People get uncomfortable when they are faced with troubleshooting something unknown to them. That’s why they fall back on familiar things. And if they constantly hear how the network is the source of all issues, guess what the first thing to get blamed is going to be?
Network admins and engineers have to fight a constant battle to disprove the network as the source of issues. And for every win they get it can come crashing down when the network is actually the problem. Validating the fears of the users is the fastest way to be seen as the issue every time.
Mean Time To Innocence
As John and I wrote the pieces for SolarWinds, what we wanted to show is that a variety of issues can look like network things up front but have vastly different causes behind the scenes. What I felt was very important for the piece was the distinguish the the main character, Amanda, go beyond the infamous Mean Time To Innocence (MTTI) metric. In networking, we all too often find ourselves going so far as to prove that it’s not the network and then leave it there. As soon as we’re innocent, it’s done.

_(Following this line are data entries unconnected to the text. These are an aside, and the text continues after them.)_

Issue #686, opened 2026-08-08
Prompts: add a date-range selector (7d / 30d / 90d) instead of the hardwired 30-day window


gkhngyk:
### Problem

Every metric on the Prompts page is locked to a 30-day window: the All Prompts table columns (visibility score, mentions, citations, runs) come from `getPromptVisibilitySummaries(brandId, { days: 30 })`, the tooltips hardcode "over the last 30 days", and the Query Fan-out tab passes `days: 30`. Insights and Citations both already offer date presets — Prompts is the only major analytics page without one. The practical gap: after optimizing content, "what changed this week" is invisible inside a 30-day average.

### Evidence

- Fixed window on the summaries call: [web/src/lib/actions/prompt.ts#L553](https://github.com/ansvisor/ansvisor/blob/main/web/src/lib/actions/prompt.ts#L553)
- Hardcoded tooltip copy: [web/src/app/%5Blocale%5D/%28dashboard%29/dashboard/prompts/page.tsx#L1871-L1917](https://github.com/ansvisor/ansvisor/blob/main/web/src/app/%5Blocale%5D/%28dashboard%29/dashboard/prompts/page.tsx#L1871-L1917)
- Fan-out tab's fixed window: [prompts/_fanout-tab.tsx](https://github.com/ansvisor/ansvisor/blob/main/web/src/app/%5Blocale%5D/%28dashboard%29/dashboard/prompts/_fanout-tab.tsx) (`getQueryFanout(brandId, { days: 30 })`)
- The backend is already parametric: `getPromptVisibilitySummaries` takes `{ days }`, and the fan-out action accepts `days` capped at `MAX_FANOUT_DAYS = 90`.

### Proposal

Add a preset row — **7d / 30d / 90d**, default **30d** — near the tab bar, applying to all three tabs (All Prompts, Query Fan-out, Insights) so the whole page describes one window and its numbers can't contradict each other.

Design decisions (settled):

- **No 24h preset**: one day = 1–2 runs per prompt; scores would be noise and the table half zeros. **No "All"**: the summaries computation scans every result row, an unbounded window has unbounded cost — and 90d aligns with the fan-out cap.
- **URL-synced**: the page already writes its other filters via `history.replaceState` ([page.tsx#L922](https://github.com/ansvisor/ansvisor/blob/main/web/src/app/%5Blocale%5D/%28dashboard%29/dashboard/prompts/page.tsx#L922)) — the range joins those params so views are shareable.
[...]

PR #693, opened 2026-08-10
fix: topic detail trend chart & reports trend now use the AI Visibility Score formula (#685)

### LINKED ISSUE #685: Topic detail: visibility trend chart still uses the legacy raw-average score, contradicting the headline score
### Problem

On the topic detail page the headline **Visibility Score** and the **Visibility Trend** chart come from two different scoring systems:

- The headline uses the current **AI Visibility Score blend** (`computeAiVisibilityScore` — mention/citation/position, same formula as the Insights headline): [web/src/lib/actions/topic.ts#L399-L413](https://github.com/ansvisor/ansvisor/blob/main/web/src/lib/actions/topic.ts#L399-L413)
- The trend chart still calls the **legacy** `getVisibilityTrend`, which averages raw `visibility_score` over ALL answers — including the 0-scored answers where the brand is absent: [web/src/lib/actions/tracking.ts#L3034](https://github.com/ansvisor/ansvisor/blob/main/web/src/lib/actions/tracking.ts#L3034) → [tracking.ts#L2088-L2185](https://github.com/ansvisor/ansvisor/blob/main/web/src/lib/actions/tracking.ts#L2088-L2185)

The legacy function's own comments admit the problem — *"this JS path is used by the older codepath"* and *"realistic daily averages for a low-visibility brand sit in the 0.3–1.5 band"*. Result: a topic can show a headline score of ~12 while its trend line crawls near 1 — the chart looks broken and understates the topic badly.

### Fix

The new-formula daily series already exists and already supports topic scoping: the `visibility_rate_trend` RPC (migration [00039](https://github.com/ansvisor/ansvisor/blob/main/supabase/migrations/00039_visibility_rate_trend.sql)) takes `p_topic_id` and covers brand + competitors. Point the topic detail's trend (the `getVisibilityTrend(brandId, { topicId })` call in `getTopicDetail`) at that path — the same way the Insights page already consumes it ([tracking.ts#L2246-L2303](https://github.com/ansvisor/ansvisor/blob/main/web/src/lib/actions/tracking.ts#L2246-L2303)).

Second legacy caller worth migrating in the same sweep (or a follow-up): the Reports trend section at [web/src/lib/actions/reports.ts#L991](https://github.com/ansvisor/ansvisor/blob/main/web/src/lib/actions/reports.ts#L991) — reports pair that trend with new-formula KPIs, so they carry the same mismatch. If both are migrated, `getVisibilityTrend` has no callers left and can be removed. (The MCP/agent surface computes its own aggregates and is out of scope here.)

### Acceptance criteria

- The topic trend chart's latest-day value sits on the same scale as the headline Visibility Score (blend formula), not the raw all-answers average.
- Competitor series on the chart uses the same formula as the brand series.
- Reports trend either migrated alongside or tracked in a follow-up.

Maqbool61:
## Problem

The topic detail page's Visibility Trend chart and the Reports trend section
both called `getVisibilityTrend`, a legacy function that averages raw
`visibility_score` over **all** answers — including 0-scored rows where the
brand was absent. This produced values in the 0.3–1.5 band.

The headline Visibility Score on the same page uses `computeAiVisibilityScore`
(mention/citation/position blend, 0–100 scale). The two numbers were on
completely different scales, making the chart look broken and systematically
understating topic visibility.

Closes: #685

## Fix

**`tracking.ts` — `getTopicDetail`:** call `getVisibilityRateTrend` instead
of `getVisibilityTrend`. The `visibility_rate_trend` RPC (migration 00039)
already accepts `p_topic_id` and covers brand + competitors on the same
formula as the Insights headline. An in-place adapter maps
`VisibilityRateTrendData → VisibilityTrendPoint[]` so `topic_charts.tsx`
needs no changes.

**`reports.ts` — `createReport`:** same swap for the `has('trend')` branch.
Reports pair the trend with new-formula KPIs, so they carried the same
mismatch.

No SQL migration needed — migration 00039 already exists.

## After this PR

`getVisibilityTrend` has zero callers and can be deleted in a follow-up.

## Acceptance criteria
- [x] Topic detail trend chart's latest-day value sits on the same 0–100
  scale as the headline Visibility Score
- [x] Competitor series uses the same formula as the brand series
- [x] Reports trend migrated (or tracked in follow-up)
- [x] No TypeScript errors, lint clean

### DIFF
--- a/web/src/lib/actions/reports.ts
+++ b/web/src/lib/actions/reports.ts
@@ -401,11 +401,7 @@ async function getFanoutSnapshot(
   return [...byQuery.values()]
     .sort((a, b) => b.count - a.count || a.display.localeCompare(b.display))
     .slice(0, REPORT_FANOUT_COUNT)
-    .map((a) => ({
-      query: a.display,
-      engines: [...a.engines].sort(),
-      timesSearched: a.count,
-    }));
+    .map((a) => ({ query: a.display, engines: [...a.engines].sort(), timesSearched: a.count }));
 }
 
 const round1 = (n: number) => Math.round(n * 10) / 10;
@@ -645,11 +641,7 @@ async function getShoppingSnapshot(
   const prev = previousWindow(dateFrom, dateTo);
   const [cur, prior] = await Promise.all([
     getShoppingKpis(brandId, { datePreset: 'all', dateFrom, dateTo }),
-    getShoppingKpis(brandId, {
-      datePreset: 'all',
-      dateFrom: prev.from,
-      dateTo: prev.to,
-    }),
+    getShoppingKpis(brandId, { datePreset: 'all', dateFrom: prev.from, dateTo: prev.to }),
   ]);
 
   const sovPct = round1(cur.shoppingSov * 100);
@@ -729,12 +721,7 @@ async function getReportVisibilityRate(
     visiblePrompts: rate.visiblePrompts,
     promptCount,
     ratePct: promptCount > 0 ? Math.round((rate.visiblePrompts / promptCount) * 1000) / 10 : 0,
-    score: computeAiVisibilityScore({
-      answers,
-      mentionAnswers,
-      citationAnswers,
-      positionFactor,
-    }),
+    score: computeAiVisibilityScore({ answers, mentionAnswers, citationAnswers, positionFactor }),
     mentionAnswers,
     citationAnswers,
     positionFactor,
@@ -999,11 +986,7 @@ export async function createReport(
     has('shareOfVoice') ? getShareOfVoiceData(brandId, range) : null,
     has('competitors') ? getCompetitorComparison(brandId, range) : null,
     has('citations')
-      ? getCitationsOverview(brandId, {
-          datePreset: 'custom',
-          dateFrom,
-          dateTo,
-        })
+      ? getCitationsOverview(brandId, { datePreset: 'custom', dateFrom, dateTo })
       : null,
     has('trend') ? getVisibilityRateTrend(brandId, range) : null,
     has('promptPerformance') ? getPromptPerformance(brandId, dateFrom, dateTo) : null,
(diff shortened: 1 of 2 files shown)


gkhngyk (changes requested):
The core of this is right, and you traced the problem accurately. Both call sites now go through `getVisibilityRateTrend`, the adapter reads the correct `'you'` key, `topicId` and the date range are both supported, and the chart component keeps its existing `VisibilityTrendPoint` shape so nothing downstream had to change. Two things before merge.

**1. The diff carries a lot of unrelated reformatting.** Of ~126 added lines, roughly 18 are the actual fix; the rest are object literals expanded across ~14 hunks in functions this issue never touches — `getPromptResults`, `getVisibilityRateKpi`, `getTrackedPromptsKpi`, `getInsightsFilterOptions`, `getTrackingWindow`, `foldAiVisibility`, `getCompetitorComparison`, `getShareOfVoiceData`, and several spots in `reports.ts`.

This isn't your mistake exactly — Prettier 3.5+ defaults to `objectWrap: "preserve"`, so both the one-line and the expanded form pass `format:check` and CI can't flag it. It's likely your editor expanding them on save. But it makes the real change hard to review, muddies `git blame`, and `tracking.ts` is a file other in-flight work touches (#686 among them), so the extra hunks invite conflicts that buy nothing. Please revert everything except the two call-site changes and their adapters.

**2. `getVisibilityTrend` is now dead code.** After this PR nothing in `web/src` calls it — I checked, the remaining hits are `getVisibilityTrendFor` in the MCP layer, which is a different function and deliberately out of scope. Since the issue's plan was to migrate both callers and drop the legacy function, please delete it here rather than leave an unused legacy path that looks callable.

One thing worth stating in the PR description, since a reviewer will wonder: report snapshots are immutable, so existing reports keep rendering the old-scale values they stored and only new reports use the new formula. That matches how the visibility-score migration handled older snapshots — just make it explicit.

Happy to approve once the diff is down to the real change.

gkhngyk (approved):
Both points addressed cleanly — the diff went from 124/19 to 47/103 and now reads as exactly what it does: two call sites moved to `getVisibilityRateTrend`, two adapters, and the legacy function gone. Thanks for the second pass.

Verified on the branch: `VisibilityTrendPoint` is still exported and used (5 references), and nothing the deleted function depended on became orphaned — `applyModelFilter`, `expandDateToEndOfDay`, `CompetitorMention` and `roundTo1` all still have live callers. Good call adding the snapshot-immutability note in `reports.ts` too.

One leftover, not worth blocking on: the deleted function's JSDoc stayed behind at `tracking.ts:2084-2087` —

```
/**
 * Fetch daily visibility score trend for a brand (and avg competitor score).
 * Queries ALL prompt_results (not deduplicated) to build a time-series.
 */

// ─── Visibility Rate trend (brand + each competitor) ─────────
```

It now reads as documentation for the section below it, which describes the opposite behaviour. If you push once more, drop those four lines; otherwise we'll sweep it and merge as is.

Cross-function teams and other DevOps organizations don’t believe in that kind of boundary. Lines between silos blur or are totally absent. That means that instead of giving up once you prove it’s not your problem, you need to work toward fixing what’s at issue. Fix the problem, not the blame. If you concentrate on fixing the problems, it will soon become noticeable that networking team may not always be the problem. Even if the network is at fault, the network team will work to fix it and any other issues that you see.
I love the feedback that John and I have gotten so far on the series we wrote. Some said it feels like a situation they’ve been in before. Others have said that they applaud the way things were handled. I know that the narrative allows us to bypass some of the unsavory things that often happen, like argument and political posturing inside an organization to make other department heads look bad when a problem strikes. But what we really wanted to show is that the network is usually the first to get blamed and the last to keep its innocence in a situation like this.
We wanted to show that it’s not always the network. And the best way for you to prove that in your own organization is to make sure the network isn’t just innocent, but helpful in solving as many problems as possible.